**WHAT YOU NEED TO DO:** The records below hold a stretch from the line with "- Standardized layout" through the line with "oddsson: Thanks! Good"; return exactly those lines, ends included, and nothing more.

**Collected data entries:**
--------------------------------------------------
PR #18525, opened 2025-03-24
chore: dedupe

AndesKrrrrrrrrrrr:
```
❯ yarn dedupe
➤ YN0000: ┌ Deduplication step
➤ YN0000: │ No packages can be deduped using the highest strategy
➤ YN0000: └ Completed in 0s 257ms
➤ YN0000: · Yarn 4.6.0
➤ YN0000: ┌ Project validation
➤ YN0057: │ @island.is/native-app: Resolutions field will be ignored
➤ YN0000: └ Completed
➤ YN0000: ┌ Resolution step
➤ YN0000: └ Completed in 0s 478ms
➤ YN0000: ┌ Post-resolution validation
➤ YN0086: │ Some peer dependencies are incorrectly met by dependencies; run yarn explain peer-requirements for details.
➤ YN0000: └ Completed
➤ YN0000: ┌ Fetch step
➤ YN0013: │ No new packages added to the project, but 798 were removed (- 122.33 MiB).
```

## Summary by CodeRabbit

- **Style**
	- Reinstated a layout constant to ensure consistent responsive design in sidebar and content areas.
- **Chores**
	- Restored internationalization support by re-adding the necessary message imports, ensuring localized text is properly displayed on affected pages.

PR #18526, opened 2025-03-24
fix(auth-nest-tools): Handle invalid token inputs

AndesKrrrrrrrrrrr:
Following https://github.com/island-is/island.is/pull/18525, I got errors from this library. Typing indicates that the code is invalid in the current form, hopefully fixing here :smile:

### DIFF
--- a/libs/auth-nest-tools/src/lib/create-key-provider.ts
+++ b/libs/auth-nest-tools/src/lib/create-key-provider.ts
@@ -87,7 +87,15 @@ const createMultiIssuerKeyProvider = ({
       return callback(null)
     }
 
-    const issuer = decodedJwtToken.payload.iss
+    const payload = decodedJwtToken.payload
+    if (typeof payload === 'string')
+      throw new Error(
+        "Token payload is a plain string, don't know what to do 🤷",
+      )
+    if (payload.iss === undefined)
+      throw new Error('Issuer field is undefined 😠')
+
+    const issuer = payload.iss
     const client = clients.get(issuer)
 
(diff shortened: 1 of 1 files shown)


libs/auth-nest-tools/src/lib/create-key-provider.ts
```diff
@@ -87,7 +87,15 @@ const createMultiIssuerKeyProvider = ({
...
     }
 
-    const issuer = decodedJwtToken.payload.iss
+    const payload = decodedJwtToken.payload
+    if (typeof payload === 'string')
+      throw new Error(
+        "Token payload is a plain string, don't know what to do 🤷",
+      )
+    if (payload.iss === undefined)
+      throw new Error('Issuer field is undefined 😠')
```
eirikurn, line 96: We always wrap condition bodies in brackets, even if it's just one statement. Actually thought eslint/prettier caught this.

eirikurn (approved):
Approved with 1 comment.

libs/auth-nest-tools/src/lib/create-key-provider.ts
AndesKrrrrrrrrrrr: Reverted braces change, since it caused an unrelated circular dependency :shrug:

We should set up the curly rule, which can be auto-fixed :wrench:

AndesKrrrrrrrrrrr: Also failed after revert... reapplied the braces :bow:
--------------------------------------------------
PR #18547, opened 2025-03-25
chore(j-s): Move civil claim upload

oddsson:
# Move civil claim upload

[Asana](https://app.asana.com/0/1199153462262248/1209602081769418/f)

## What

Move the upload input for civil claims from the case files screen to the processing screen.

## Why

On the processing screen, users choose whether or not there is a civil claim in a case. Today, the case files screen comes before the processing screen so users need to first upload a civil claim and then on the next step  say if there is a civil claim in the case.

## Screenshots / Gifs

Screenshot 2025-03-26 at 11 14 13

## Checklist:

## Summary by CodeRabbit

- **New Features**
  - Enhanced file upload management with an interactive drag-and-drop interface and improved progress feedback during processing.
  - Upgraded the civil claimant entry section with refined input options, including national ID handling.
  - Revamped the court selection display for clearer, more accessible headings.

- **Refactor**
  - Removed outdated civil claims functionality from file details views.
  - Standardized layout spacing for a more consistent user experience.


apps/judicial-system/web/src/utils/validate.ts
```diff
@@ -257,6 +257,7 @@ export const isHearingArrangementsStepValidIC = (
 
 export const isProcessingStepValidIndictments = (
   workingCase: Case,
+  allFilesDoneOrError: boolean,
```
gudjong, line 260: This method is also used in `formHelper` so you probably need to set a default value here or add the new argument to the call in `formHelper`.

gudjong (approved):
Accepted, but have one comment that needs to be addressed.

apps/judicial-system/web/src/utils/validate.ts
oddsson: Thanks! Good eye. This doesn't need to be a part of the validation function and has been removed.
--------------------------------------------------
**FINISHED EXERCISE:**
  - Standardized layout spacing for a more consistent user experience.


apps/judicial-system/web/src/utils/validate.ts
```diff
@@ -257,6 +257,7 @@ export const isHearingArrangementsStepValidIC = (
 
 export const isProcessingStepValidIndictments = (
   workingCase: Case,
+  allFilesDoneOrError: boolean,
```
gudjong, line 260: This method is also used in `formHelper` so you probably need to set a default value here or add the new argument to the call in `formHelper`.

gudjong (approved):
Accepted, but have one comment that needs to be addressed.

apps/judicial-system/web/src/utils/validate.ts
oddsson: Thanks! Good eye. This doesn't need to be a part of the validation function and has been removed.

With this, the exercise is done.